Operations

Cost Model

An estimate of what the per-customer-cluster architecture costs to run. The assumptions are placeholders — edit them live as we get real numbers from Azure, GCP, and AWS.

These numbers are assumptions, not quotes

Every input below is an editable placeholder meant to be refined with real cloud pricing and observed usage. Treat the outputs as order-of-magnitude guidance for the one-cluster-per-customer model (ADR-0021), not a committed budget.

Interactive estimate

Adjust any assumption to see the per-customer and fleet-wide impact update immediately.

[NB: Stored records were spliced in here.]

PR #181, opened 2015-10-20
Add initial WebTools story for web app dir usage

Ian-Stewart-Binks:
Initial story for WTP integration. The purpose of this story is to make use of the web application directory, which is supposed to be exposed by a new model in Gradle's Tooling Api. Not meant for merge, meant for discussion.

I've written a story for the web application model in the Tooling Api (minor adjustments still need to be made before a PR), however I am now waiting to sign Gradle's CLA.

### DIFF
--- a/docs/stories/WebTools.md
+++ b/docs/stories/WebTools.md
@@ -1,0 +1,53 @@
+# Web Tools
+
+## Configure web application directory in WTP configurations for web application projects
+
+### Motivation
+The `ide-integration.md` document in Gradle core specifies a story ["Expose web application directory"](...). The goal is to define an initial end-to-end framework for Buidship/WTP integration, and to
+communicate the location of the web application directory to WTP.
+
+### Estimate
+
+- ? day(s)
+
+### Implementation
+- Create branch in buildship repository `wtp-integration`.
+- Define `org.eclipse.buildship.wtp` plugin in `wtp-integration`.
+- Define `org.eclipse.buildship.wtp.test` plugin in `wtp-integration`.
+- Wait for corresponding story in TAPI to be completed.
+- Upgrade Tooling Commons (if necessary).
+- Define configuration class in `org.eclipse.buildship.wtp`, either configurator class, or a similar class to `DefaultWorkspaceGradleOperations`.
+    - Retrieve Web application model from TAPI
+    - If a project is a web application project (model will be `null` if project doesn't apply `war` plugin)
+        - Add Java and Dynamic Web Facets to project, which will generate component file
+        - Configure web app dir location in component file
+    - Otherwise, do nothing
+- Invoke WTP configuration from Buildship core
+
+### Test cases
+- Configuration only invoked on web application projects
+- Java facet is added to project
+- Dynamic Web Facet is added to project
+- If Java Facet already on project but has incorrect version, version is updated to correct version based on source Java version
+- If Dynamic Web Facet already on project but has incorrect version, version is updated to correct version
+- Default Java Facet version is x.
+- Default Dynamic Web Facet version is x.
+- If Java Facet exists on project with correct version, Facet is not affected.
+- If Dynamic Web Facet exists on project with correct version, Facet is not affected.
+- Custom web application directory location is communicated successfully to component file, file exists.
+- Default web application directory location is communicated successfully to component file, file exists.
+- Custom web application directory location is communicated successfuly to component file, file does not exist.
+- Default web application directory location is communicated successfully to component file, file does not exist.
+
+### Open Questions
+
+- Buildship is now a default plugin of Eclipse. WTP contains a lot of dependencies, which should not be dragged into the Java distribution.
+
+- What should the default facet versions be? The Dynamic Web Facet version does have constraints based on which source Java version is used by the project.
+
+- The Java Facet relies on information about the source/target Java versions. Should this story be blocked by the [Java source level story](https://github.com/eclipse/buildship/blob/master/docs/stories/ToolingAPI.md#set-source-level-for-java-projects)?
+
+- What changes need to be made to the tooling-commons?
+
+- How should buildship core call the WTP configuration plugin?
+
--- a/docs/stories/WebTools.md
+++ b/docs/stories/WebTools.md
@@ -11,11 +11,11 @@ communicate the location of the web application directory to WTP.
 - ? day(s)
 
 ### Implementation
-- Create branch in buildship repository `wtp-integration`.
-- Define `org.eclipse.buildship.wtp` plugin in `wtp-integration`.
-- Define `org.eclipse.buildship.wtp.test` plugin in `wtp-integration`.
-- Wait for corresponding story in TAPI to be completed.
-- Upgrade Tooling Commons (if necessary).
+- Create branch in buildship repository `wtp-integration`
+- Define `org.eclipse.buildship.wtp` plugin in `wtp-integration`
+- Define `org.eclipse.buildship.wtp.test` plugin in `wtp-integration`
+- Wait for corresponding story in TAPI to be completed
+- Upgrade Tooling Commons (if necessary)
 - Define configuration class in `org.eclipse.buildship.wtp`, either configurator class, or a similar class to `DefaultWorkspaceGradleOperations`.
     - Retrieve Web application model from TAPI
     - If a project is a web application project (model will be `null` if project doesn't apply `war` plugin)
@@ -30,14 +30,15 @@ communicate the location of the web application directory to WTP.
 - Dynamic Web Facet is added to project
 - If Java Facet already on project but has incorrect version, version is updated to correct version based on source Java version
 - If Dynamic Web Facet already on project but has incorrect version, version is updated to correct version
-- Default Java Facet version is x.
-- Default Dynamic Web Facet version is x.
+- Default Dynamic Web Facet version is 2.5.
 - If Java Facet exists on project with correct version, Facet is not affected.
 - If Dynamic Web Facet exists on project with correct version, Facet is not affected.
+- Dynamic Web Facet version inferred from _web.xml_ file.
 - Custom web application directory location is communicated successfully to component file, file exists.
 - Default web application directory location is communicated successfully to component file, file exists.
-- Custom web application directory location is communicated successfuly to component file, file does not exist.
-- Default web application directory location is communicated successfully to component file, file does not exist.
+- Custom web application directory location is communicated successfuly to component file, file does not exist
+- Default web application directory location is communicated successfully to component file, file does not exist
+- Existing `wb-resource` entries in component file not overwritten. 
 
 ### Open Questions
 
@@ -51,3 +52,7 @@ communicate the location of the web application directory to WTP.
 
 - How should buildship core call the WTP configuration plugin?
 
+### Notes
+
+The default Dynamic Web Facet version is 2.5, as it allows for a missing web.xml file, and doens't have a strong constraint on the Java version (
+at least Java 5).
--- a/docs/stories/WebTools.md
+++ b/docs/stories/WebTools.md
@@ -1,58 +1,161 @@
 # Web Tools
 
-## Configure web application directory in WTP configurations for web application projects
+# Provide Web Tools Integration for Buildship
+
+## Higher-level goals
+- Configure web application directory for deployment
+
+    Purpose: The web application directory contains all main web application resources, excluding compiled Java classes and non-compiled resources necessary for those Java classes to run. This folder contains resources such as web pages, images, JavaScript and CSS assets. Upon deployment, this folder is considered the default root. For example, if the ‘myapp’ project is deployed as myapp.war, then the src/main/webapp folder would be deployed at the root of the archive.
+
+- Add Java and Dynamic Web Facet to project
+
+    Purpose:
+
+    _Java Facet_: The Java facet allows the user to more easily set a project’s Java version, and also acts as a version constraint for other facets. For instance, the Dynamic Web facet with version 3.0 requires a Java facet with a version of at least 1.7. The Java Facet is necessary, as the Dynamic Web Facet depends on the existence of the Java facet.
+    
+    _Dynamic Web Facet_: The Dynamic Web Facet is necessary, as it is required by server adapters. Without the Dynamic Web facet, it wouldn’t be possible to deploy a project. The Dynamic Web Facet adds a /WebContent web application directory by default. All the deployment configuration is configured under .settings/org.eclipse.wst.common.component. The Web Facet enables different Web validators on the project. Additionally the Javascript Facet is automatically added along the Web Facet, which in turn enables javascript validators.
+
+- Add Utility Facet to deployable project dependencies
+
+    Purpose: The Utility facet indicates to a server adapter that the project can be deployed as a jar. Project dependencies that are listed in a web application that do not have the utility facet cannot be deployed.
+
+- Customize the Gradle container so that each classpath entry deploys or not, as defined by the gradle
+
+    Purpose: Certain dependencies shouldn’t be deployed, such as test dependencies and provided dependencies. The classpath entries, and classpath container entries, need to be marked as deployable or non-deployable. During deployment, if the dependency is an archive, then it is copied into the runtime-path of the deployment area. If it’s a project, an archive will be assembled, depending on the .component configuration of that project, then copied over the runtime path.
+
+## Story - Define internal project configuration API
 
 ### Motivation
-The `ide-integration.md` document in Gradle core specifies a story ["Expose web application directory"](...). The goal is to define an initial end-to-end framework for Buidship/WTP integration, and to
-communicate the location of the web application directory to WTP.
 
-### Estimate
+Ad hoc functionality will be defined by plugins separate from Buildship core, but will need to be invoked by Buildship core.
 
-- ? day(s)
+### The (internal) API
+
+The `IProjectConfigurator` will be the interface that is implemented by all configurators that add an extension to the extension point.
+- canConfigure determines whether the configurator should be applied
+- configure invokes the configurators configuration routine
+- getWeight returns this configurators weight. Configurators may have prerequisite configurators, and as such Buildship needs to know the order to apply these configurators. (lower weight = greater priority)
+
+```
+interface IProjectConfigurator {
+    boolean canConfigure(ProjectConfigurationRequest);
+    IStatus configure(ProjectConfigurationRequest);
+    int getWeight();
+}
+```
+
+The `ProjectConfigurationRequest` class contains all information necessary for project configuration. The purpose of having this class is to make the api more extensible.
+
+```
+class ProjectConfigurationRequest {
+    IProject getWorkspaceProject();
+    OmniEclipseProject getProject();
+    WorkspaceOperations getWorkspaceOperations();
+}
+```
 
 ### Implementation
-- Create branch in buildship repository `wtp-integration`
-- Define `org.eclipse.buildship.wtp` plugin in `wtp-integration`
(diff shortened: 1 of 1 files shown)


docs/stories/WebTools.md
```diff
@@ -0,0 +1,53 @@
...
+- Define `org.eclipse.buildship.wtp.test` plugin in `wtp-integration`.
+- Wait for corresponding story in TAPI to be completed.
+- Upgrade Tooling Commons (if necessary).
+- Define configuration class in `org.eclipse.buildship.wtp`, either configurator class, or a similar class to `DefaultWorkspaceGradleOperations`.
+    - Retrieve Web application model from TAPI
+    - If a project is a web application project (model will be `null` if project doesn't apply `war` plugin)
+        - Add Java and Dynamic Web Facets to project, which will generate component file
+        - Configure web app dir location in component file
+    - Otherwise, do nothing
+- Invoke WTP configuration from Buildship core
```
fbricon: Invoke WTP configuration from Buildship *WTP*

core mustn't have any dependency to WTP

docs/stories/WebTools.md
```diff
@@ -0,0 +1,53 @@
...
+
+### Test cases
+- Configuration only invoked on web application projects
+- Java facet is added to project
+- Dynamic Web Facet is added to project
+- If Java Facet already on project but has incorrect version, version is updated to correct version based on source Java version
+- If Dynamic Web Facet already on project but has incorrect version, version is updated to correct version
+- Default Java Facet version is x.
```
fbricon: x should be inferred from current Java settings applied to the project

docs/stories/WebTools.md
```diff
@@ -0,0 +1,53 @@
...
+- Default Dynamic Web Facet version is x.
```
fbricon: I'd say Facet 2.5, as it allows for missing web.xml, doesn't have a strong constraint on the Java version.

docs/stories/WebTools.md
```diff
@@ -0,0 +1,53 @@
...
+        - Configure web app dir location in component file
+    - Otherwise, do nothing
+- Invoke WTP configuration from Buildship core
+
+### Test cases
+- Configuration only invoked on web application projects
+- Java facet is added to project
+- Dynamic Web Facet is added to project
+- If Java Facet already on project but has incorrect version, version is updated to correct version based on source Java version
+- If Dynamic Web Facet already on project but has incorrect version, version is updated to correct version
```
fbricon: Web Facet version inferred from web.xml.
If inferred version > installed version, then update version, else do nothing (WTP doesn't support downgrading versions)

docs/stories/WebTools.md
```diff
@@ -0,0 +1,53 @@
...
+- Default Java Facet version is x.
+- Default Dynamic Web Facet version is x.
+- If Java Facet exists on project with correct version, Facet is not affected.
+- If Dynamic Web Facet exists on project with correct version, Facet is not affected.
+- Custom web application directory location is communicated successfully to component file, file exists.
+- Default web application directory location is communicated successfully to component file, file exists.
+- Custom web application directory location is communicated successfuly to component file, file does not exist.
+- Default web application directory location is communicated successfully to component file, file does not exist.
+
```
fbricon: If existing default webapp dir (in .component) is different from the webapp dir from build.gradle, it should be updated

docs/stories/WebTools.md
```diff
@@ -0,0 +1,53 @@
...
+- Buildship is now a default plugin of Eclipse. WTP contains a lot of dependencies, which should not be dragged into the Java distribution.
+
+- What should the default facet versions be? The Dynamic Web Facet version does have constraints based on which source Java version is used by the project.
+
+- The Java Facet relies on information about the source/target Java versions. Should this story be blocked by the [Java source level story](https://github.com/eclipse/buildship/blob/master/docs/stories/ToolingAPI.md#set-source-level-for-java-projects)?
+
+- What changes need to be made to the tooling-commons?
+
+- How should buildship core call the WTP configuration plugin?
```
fbricon: I vote for extension point / configurator interface, marked as *internal* (i.e. NOT API), contributed/implemented by Buildship WTP.

docs/stories/WebTools.md
Ian-Stewart-Binks: Ah, yes. No default.

docs/stories/WebTools.md
Ian-Stewart-Binks: Ah, so that other attributes of an entry are persisted? What are other attributes that can be found in the same entry as the web app dir?

docs/stories/WebTools.md
Ian-Stewart-Binks: > Web Facet version inferred from web.xml.

Where abouts from the web.xml is the facet version inferred? From the version attribute?
e.g.: `<web-app xmlns="http://java.sun.com/xml/ns/javaee" version="2.5">`

Is this something that would be good to have defined in the web application model provided by the TAPI?

fbricon: It's implemented in the https://github.com/Ian-Stewart-Binks/buildship-wtp/blob/master/org.eclipse.buildship.wtp.core/src/main/java/org/eclipse/buildship/wtp/core/configurator/WebApplicationConfigurator.java#L188

TAPI *could* do the same in theory. I'll let @donat decide whether this is relevant to add it there or not.

docs/stories/WebTools.md
fbricon: main webappdir can be identified by tag="defaultRootSource" in .component. Other external resources could be deployed as well. The problem is you don't know if those other entries were adde manually or were added by previous buildship configuration refreshes. For instance m2e-wtp used to delete everything and re-add all published directories there. But it turns out some people want to always add extra stuff in their deployment assembly page, and keep that over mutiple config refreshes.

docs/stories/WebTools.md
Ian-Stewart-Binks: > It's implemented in the https://github.com/Ian-Stewart-Binks/buildship-wtp/blob/master/org.eclipse.buildship.wtp.core/src/main/java/org/eclipse/buildship/wtp/core/configurator/WebApplicationConfigurator.java#L188

Yes, just trying to get what was actually going on rather than the implementation. That bit was more copy + paste from m2e.wtp when I asked the question last time, and I want to make sure I know what I'm doing for this rather than how to do it.

docs/stories/WebTools.md
Ian-Stewart-Binks: > But it turns out some people want to always add extra stuff in their deployment assembly page, and keep that over mutiple config refreshes.

Is this something that we should also try to do? In that case, it would be beneficial to have a test case to make sure that a previous .component file isn't overwritten. However, I'm not certain that the web application directory entry is the best way to test this, given that the only extra attribute that you've specified is the `tag` attribute.

For instance, if we want to test that the previous version of the webappdir entry is persisted, and say Gradle specifies `src/main/ian` as the webAppDir, then we would be testing for 
```
<wb-resource deploy-path="/" source-path="/src/main/webapp" tag="defaultRootSource"/>
```
to be changed to
```
<wb-resource deploy-path="/" source-path="/src/main/ian" tag="defaultRootSource"/>
```
but this doesn't test whether the .component file is updated.

Please correct me if I am wrong.

This does bring up another test though, the default webAppDir name shouldn't be propagated to the .component file if the .component file specifies a web app dir. However, the Gradle model is the truth of the build, so should we propagate the default value then?

Is there any case where the web application directory is not specified in the component file? Would this be an error, or would we add the default webAppDir in?

fbricon: you do want to see /src/main/webapp changed into /src/main/ian if the build.gradle file changed its webappdirname.  build.gradle is the truth. tag=defaultRootSource should _always_ match gradle truth. Even if no entries existed before in .component.
But if other entries exist in that file, I think they should remain there.

Ian-Stewart-Binks: My questions may have been a bit convoluted.

> you do want to see /src/main/webapp changed into /src/main/ian if the build.gradle file changed its webappdirname. build.gradle is the truth. tag=defaultRootSource should always match gradle truth. Even if no entries existed before in .component.
But if other entries exist in that file, I think they should remain there.

Okay, I'll create a test accordingly. My example was an example of a different test, but was meant to show that such a test cannot test whether the WTP plugin persists entries in the component file.

If the build.gradle file does not define a webAppDir location, but the component file of an imported project does, is the web app dir entry in the component file overwritten with the default webAppDir location taken from the Gradle model?

What should happen if a project is imported that doesn't have a web app dir defined in the component file?

fbricon: TAPI model will *always* return a webAppDir location, the default value being src/main/webapp. Since it'll always have a value, it'll always overwrite the defaultRootSource of .component, even more so if an existing .component as no source defined

Ian-Stewart-Binks: Yes, okay. Thanks. Just wanted to make sure.

docs/stories/WebTools.md
Ian-Stewart-Binks: Right, but I meant this to be something along the lines of an internal configurator API. Something that buildship core does such that the WTP configuration is invoked in some way, unless this is being left for a later story. Once someone has the WTP plugin downloaded, core needs some way to invoke the WTP configuration is some way, unless we register some sort of listener that listens for Buildship core to be applied, which is something I don't think we intend to do.

docs/stories/WebTools.md
Ian-Stewart-Binks: Just reading this over from yesterday, have a quick question:
> But if other entries exist in that file, I think they should remain there.

What other entries do we want to persist?

fbricon: so the war plugin docs shows 

war {
    from 'src/rootContent' // adds a file-set to the root of the archive
    webInf { from 'src/additionalWebInf' } // adds a file-set to the WEB-INF dir.
    classpath fileTree('additionalLibs') // adds a file-set to the WEB-INF/lib dir.
    classpath configurations.moreLibs // adds a configuration to the WEB-INF/lib dir.
    webXml = file('src/someWeb.xml') // copies a file to WEB-INF/web.xml
}

so content from `from` and `webinf` should be added as entries in the component file. unfortunately, we have no way, between 2 project refreshes, to know if the entries in .component were added manually via the Deployment Assembly page in eclipse (which you shouldn't delete), or via a previous `from` / `webinf` configuration (which you should delete). So in doubt, leave everything there.

Ian-Stewart-Binks: Ah, okay. Thanks.

I'm not certain that the details of the `from` and `webinf` are necessarily related to the webAppDir story, but I can create a testcase that tests whether previous arbitrary `wb-resource` entries persist such that we don't implement this in a way that we would later need to refactor. Sound good?

fbricon: Ok

On Wed, Oct 21, 2015 at 11:18 AM, Ian Stewart-Binks <
notifications@github.com> wrote:

> In docs/stories/WebTools.md
> <https://github.com/eclipse/buildship/pull/181#discussion_r42637532>:
>
> > +
> > +### Test cases
> > +- Configuration only invoked on web application projects
> > +- Java facet is added to project
> > +- Dynamic Web Facet is added to project
> > +- If Java Facet already on project but has incorrect version, version is updated to correct version based on source Java version
> > +- If Dynamic Web Facet already on project but has incorrect version, version is updated to correct version
> > +- Default Java Facet version is x.
> > +- Default Dynamic Web Facet version is x.
> > +- If Java Facet exists on project with correct version, Facet is not affected.
> > +- If Dynamic Web Facet exists on project with correct version, Facet is not affected.
> > +- Custom web application directory location is communicated successfully to component file, file exists.
> > +- Default web application directory location is communicated successfully to component file, file exists.
> > +- Custom web application directory location is communicated successfuly to component file, file does not exist.
> > +- Default web application directory location is communicated successfully to component file, file does not exist.
> > +
>
> Ah, okay. Thanks.
>
> I'm not certain that the details of the from and webinf are necessarily
> related to the webAppDir story, but I can create a testcase that tests
> whether previous arbitrary wb-resource entries persist such that we don't
> implement this in a way that we would later need to refactor. Sound good?
>
> —
> Reply to this email directly or view it on GitHub
> <https://github.com/eclipse/buildship/pull/181/files#r42637532>.
>



-- 
"Have you tried turning it off and on again" - The IT Crowd
And if that fails, then http://goo.gl/tnBgH5

Ian-Stewart-Binks: > so content from from and webinf should be added as entries in the component file. unfortunately, we have no way, between 2 project refreshes, to know if the entries in .component were added manually via the Deployment Assembly page in eclipse (which you shouldn't delete), or via a previous from / webinf configuration (which you should delete). So in doubt, leave everything there.

Two more questions:
1. Could this be solved by adding some sort of 'from gradle model' attribute to the `wb-resource` entry?
2. Upon multiple imports, wouldn't the same `wb-resource`s be continuously added?

fbricon: 1) AFAIK, the component model doesn't support adding attributes to wb-resource, I remember I wanted to do something similar. But you can double-check.

There's an alternative though, but I find it pretty ugly. You could add some other metadata to the .component, like a list of gradle-controlled paths: <property name="gradle.webresources" value="path1;path2;path3"/>

2) wb-resources would only be added if they're missing from the file

Ian-Stewart-Binks: > 1) AFAIK, the component model doesn't support adding attributes to wb-resource, I remember I wanted to do something similar. But you can double-check.

Do you mean that the component file would break if we added attributes to the `wb-resource` entries, or just that WTP offers no way to do this?

> There's an alternative though, but I find it pretty ugly. You could add some other metadata to the .component, like a list of gradle-controlled paths:

How do you mean 'gradle-controlled paths'?

> 2) wb-resources would only be added if they're missing from the file
Yes, what was I thinking.

docs/stories/WebTools.md
```diff
@@ -0,0 +1,58 @@
+# Web Tools
+
+## Configure web application directory in WTP configurations for web application projects
+
+### Motivation
+The `ide-integration.md` document in Gradle core specifies a story ["Expose web application directory"](...). The goal is to define an initial end-to-end framework for Buidship/WTP integration, and to
+communicate the location of the web application directory to WTP.
+
+### Estimate
```
donat: There's no need for an estimate in this case, just remove this section.

docs/stories/WebTools.md
donat: I don't know the details, but my gut feeling is that every necessary information should come from the Tooling API model.

docs/stories/WebTools.md
donat: I also vote for this. With the extension point we can use Buildship with and without the wtp feature, and loose coupling/lazy plugin loading comes for free.

donat:
One general comment about the this document: I recommend to split the story into several smaller ones. 
There should be a big feature title: "Provide Web Tools Integration for Buildship", explaining the intent of the work and how the smaller stories contribute into it. Then the individual stories come. Something like this:
- Story - Expose wtp model from the Tooling API
- Story - Define project configuration API in Buildship project synchronization
- Story - Define wtp plugins and features
- Story - Implement configurator for wtp projects
There are plenty of examples in the https://github.com/gradle/gradle/tree/master/design-docs folder
One good example would be this one: https://github.com/gradle/gradle/blob/master/design-docs/testing-toolkit.md

docs/stories/WebTools.md
Ian-Stewart-Binks: @donat sounds good. I'll write all documentation with this in mind.

Ian-Stewart-Binks:
> One general comment about the this document: I recommend to split the story into several smaller ones. 
There should be a big feature title: "Provide Web Tools Integration for Buildship", explaining the intent of the work and how the smaller stories contribute into it. Then the individual stories come. Something like this:

Story - Expose wtp model from the Tooling API
Story - Define project configuration API in Buildship project synchronization
Story - Define wtp plugins and features
Story - Implement configurator for wtp projects There are plenty of examples in the https://github.com/gradle/gradle/tree/master/design-docs folder One good example would be this one: https://github.com/gradle/gradle/blob/master/design-docs/testing-toolkit.md

I absolutely agree. I'll start doing this now.

docs/stories/WebTools.md
Ian-Stewart-Binks: @fbricon 
> How do you mean 'gradle-controlled paths'?
You mean just a list of arbitrary entries that contain the same path as the `wb-resource` entries?

> 1) AFAIK, the component model doesn't support adding attributes to wb-resource, I remember I wanted to do something similar. But you can double-check.

Do you mean that the component file would break if we added attributes to the wb-resource entries, or just that WTP offers no way to do this?

Ian-Stewart-Binks:
@donat I've made changes based on your input. Can you take a look and let me know what you think? Thank you.

docs/stories/WebTools.md
fbricon: gradle-controlled paths = list of paths inferred from build.gradle, that were added as wb-resource entries during the previous configuration round

there's no API to fine tune wb-resource entries and add extra metadata. Writing to .component from outside the API is a no-go, would lead to synchronization issues. There's also a very good chance every change made to custom wb-resource attributes would be deleted when the user interacts with the Deployment Assembly page.

Ian-Stewart-Binks: > gradle-controlled paths = list of paths inferred from build.gradle, that were added as wb-resource entries during the previous configuration round

Yes, but how do you suggest we would store this list?

> there's no API to fine tune wb-resource entries and add extra metadata. Writing to .component from outside the API is a no-go, would lead to synchronization issues. There's also a very good chance every change made to custom wb-resource attributes would be deleted when the user interacts with the Deployment Assembly page.

Ah, yes. That's not so good.

fbricon: <property name="gradle.derived.paths" value="/src/main/webapp,/src/rootContent/"/>

Ian-Stewart-Binks: Alright, cool. That's what I suspected. Thanks.

If it's ugly, but it's the only way to implement the functionality we want, then I don't see any reason not to do it. The question is whether or not we want that functionality.

fbricon: I'm fine if you implement it. Results will certainly be more correct than
if you don't. And I might steal your code to do something similar to
m2e-wtp when I find the time.

On Thu, Oct 22, 2015 at 3:52 PM, Ian Stewart-Binks <notifications@github.com
> wrote:

> In docs/stories/WebTools.md
> <https://github.com/eclipse/buildship/pull/181#discussion_r42797215>:
>
> > +
> > +### Test cases
> > +- Configuration only invoked on web application projects
> > +- Java facet is added to project
> > +- Dynamic Web Facet is added to project
> > +- If Java Facet already on project but has incorrect version, version is updated to correct version based on source Java version
> > +- If Dynamic Web Facet already on project but has incorrect version, version is updated to correct version
> > +- Default Java Facet version is x.
> > +- Default Dynamic Web Facet version is x.
> > +- If Java Facet exists on project with correct version, Facet is not affected.
> > +- If Dynamic Web Facet exists on project with correct version, Facet is not affected.
> > +- Custom web application directory location is communicated successfully to component file, file exists.
> > +- Default web application directory location is communicated successfully to component file, file exists.
> > +- Custom web application directory location is communicated successfuly to component file, file does not exist.
> > +- Default web application directory location is communicated successfully to component file, file does not exist.
> > +
>
> Alright, cool. That's what I suspected. Thanks.
>
> If it's ugly, but it's the only way to implement the functionality we
> want, then I don't see any reason not to do it. The question is whether or
> not we want that functionality.
>
> —
> Reply to this email directly or view it on GitHub
> <https://github.com/eclipse/buildship/pull/181/files#r42797215>.
>



-- 
"Have you tried turning it off and on again" - The IT Crowd
And if that fails, then http://goo.gl/tnBgH5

Org size and peak concurrency drive the LiveKit and sim-engine node counts; managed services are monthly estimates and egress is derived from concurrency.

Deployment model
Per customer / mo: Dedicated $1,037 · Shared $655(−37%)

Assumptions

Org usage & demand

Capacity per node (from load tests)

Compute pricing

Managed services (monthly)

Network & commercial

Derived demand & node counts

Peak concurrent users100
Participants / session (users + agents)6
Concurrent sessions25
Concurrent participants150
LiveKit nodes1
Sim / agent nodes1
System nodes1

Infra / customer / mo

$1,037

Infra / customer / yr

$12,439

Gross margin / customer

$22,561

64% of license

Annual license

$35,000

Monthly breakdown / customer

LiveKit nodes (1 × $0.24/hr)$175
Sim / agent nodes (1 × $0.20/hr)$146
System nodes (1 × $0.10/hr)$73
Managed K8s control plane$75
Redis$50
Load balancer / ingress$20
Storage & logs$30
Observability$30
Network egress (~4,860 GB)$437
Total / mo$1,037

Fleet projection (25 customers)

Annual infra cost

$310,980

Annual revenue

$875,000

Annual gross margin

$564,020

How the model is built

The model is demand-driven: org size and peak concurrency determine how many concurrent sessions and participants a customer generates, which size two independent node pools.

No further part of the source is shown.